An implicitly declared function is one that has neither a prototype nor a definition, but is called somewhere in the code. Because of that, the compiler cannot verify that this is the intended usage of the function (whether the count and the type of the arguments match). Resolving the references to it is done after compilation, at link-time (as with all other global symbols), so technically it is not a problem to skip the prototype.

It is assumed that the programmer knows what he is doing and this is the premise under which the formal contract of providing a prototype is omitted.

Nasty bugs can happen if calling the function with arguments of a wrong type or count.
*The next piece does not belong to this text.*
PR #773, opened 2022-06-01
Use GitHub Actions.

bdice:
## Description
This PR overhauls our CI configurations to build and test signac with GitHub Actions. We've been planning to move to GitHub Actions for a long time and the breakage of our Windows builds (limited monthly minutes) and limited parallel runners are finally motivating a change here.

The most likely manifestation of this is a corruption of the stack.

Nowadays this feature might seem as an obscure oddity, but in the old days it was a way to reduce the number of header files included, hence faster compilation.

Answer 2

Because of historical reasons going back to the very first version of C, functions are assumed to have an implicit definition of int function(int arg1, int arg2, int arg3, etc).

Edit: no, I was wrong about int for the arguments. Instead it passes whatever type the argument is. So it could be an int or a double or a char*. Without a prototype the compiler will pass whatever size the argument is and the function being called had better use the correct argument type to receive it.
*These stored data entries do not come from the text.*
Issue #779, opened 2022-06-21
get_project 'root' keyword fails silently


rskye144:
### Description
When the `get_project` function is called with a project root that does not exist, it silently defaults to a project in the current directory. 

### To reproduce

```python
import signac
project1 = signac.init_project()
project2 = signac.get_project("some/directory/that/does/not/exist")  # this should raise to prevent user error, rather than searching upward from a nonexistent directory
assert project1 == project2  # this is true but we shouldn't get this far
```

For more details look up K&R C.

Answer 3

To complete the picture, since -Werror might considered too "invasive",
for gcc (and llvm) a more precise solution is to transform just this warning in an error, using the option:

-Werror=implicit-function-declaration

See Make one gcc warning an error?

Regarding general use of -Werror: Of course, having warningless code is recommendable, but in some stage of development it might slow down the prototyping.

Answer 4

It should be considered an error. But C is an ancient language, so it's only a warning.
Compiling with -Werror (gcc) fixes this problem.

When C doesn't find a declaration, it assumes this implicit declaration: int f();, which means the function can receive whatever you give it, and returns an integer. If this happens to be close enough (and in case of printf, it is), then things can work. In some cases (e.g. the function actually returns a pointer, and pointers are larger than ints), it may cause real trouble.

Note that this was fixed in newer C standards (C99, C11). In these standards, this is an error. However, gcc doesn't implement these standards by default, so you still get the warning.

Answer 5

C is a very low-level language, so it permits you to create almost any legal object (.o) file that you can conceive of. You should think of C as basically dressed-up assembly language.

In particular, C does not require functions to be declared before they are used. If you call a function without declaring it, the use of the function becomes it's (implicit) declaration. In a simple test I just ran, this is only a warning in the case of built-in library functions like printf (at least in GCC), but for random functions, it will compile just fine.

Of course, when you try to link, and it can't find foo, then you will get an error.

In the case of library functions like printf, some compilers contain built-in declarations for them so they can do some basic type checking, so when the implicit declaration (from the use) doesn't match the built-in declaration, you'll get a warning.

Answer 6

Implicit declarations are not valid in C.

C99 removed this feature (present in C89).

gcc chooses to only issue a warning by default with -std=c99 but a compiler has the right to refuse to translate such a program.